REQUIREMENT:
Emit the line that holds "and reduce conflicts" and all lines following it through the end of the data, verbatim, and nothing else.
*** Begin section ***
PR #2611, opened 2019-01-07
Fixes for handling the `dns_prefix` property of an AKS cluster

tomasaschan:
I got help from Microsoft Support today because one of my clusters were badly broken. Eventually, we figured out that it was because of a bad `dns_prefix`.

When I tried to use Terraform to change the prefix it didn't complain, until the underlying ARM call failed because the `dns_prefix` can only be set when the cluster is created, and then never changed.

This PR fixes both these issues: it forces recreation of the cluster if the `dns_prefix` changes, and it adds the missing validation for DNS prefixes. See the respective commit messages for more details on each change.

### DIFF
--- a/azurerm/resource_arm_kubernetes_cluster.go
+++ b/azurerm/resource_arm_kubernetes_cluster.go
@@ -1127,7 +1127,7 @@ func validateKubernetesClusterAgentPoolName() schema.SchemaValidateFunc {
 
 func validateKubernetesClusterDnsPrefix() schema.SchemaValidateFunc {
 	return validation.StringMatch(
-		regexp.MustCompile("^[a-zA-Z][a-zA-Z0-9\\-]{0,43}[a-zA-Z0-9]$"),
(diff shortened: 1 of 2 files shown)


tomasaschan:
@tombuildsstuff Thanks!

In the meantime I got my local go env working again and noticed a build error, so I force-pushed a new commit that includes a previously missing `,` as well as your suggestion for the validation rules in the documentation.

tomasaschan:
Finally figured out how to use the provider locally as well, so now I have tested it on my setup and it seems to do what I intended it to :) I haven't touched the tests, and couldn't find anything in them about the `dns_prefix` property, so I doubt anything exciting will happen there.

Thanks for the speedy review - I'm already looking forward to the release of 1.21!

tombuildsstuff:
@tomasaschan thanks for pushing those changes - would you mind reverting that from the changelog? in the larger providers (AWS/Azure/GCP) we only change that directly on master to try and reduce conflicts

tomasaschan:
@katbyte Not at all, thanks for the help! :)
*** End section ***
OUTPUT:
@tomasaschan thanks for pushing those changes - would you mind reverting that from the changelog? in the larger providers (AWS/Azure/GCP) we only change that directly on master to try and reduce conflicts

tomasaschan:
@katbyte Not at all, thanks for the help! :)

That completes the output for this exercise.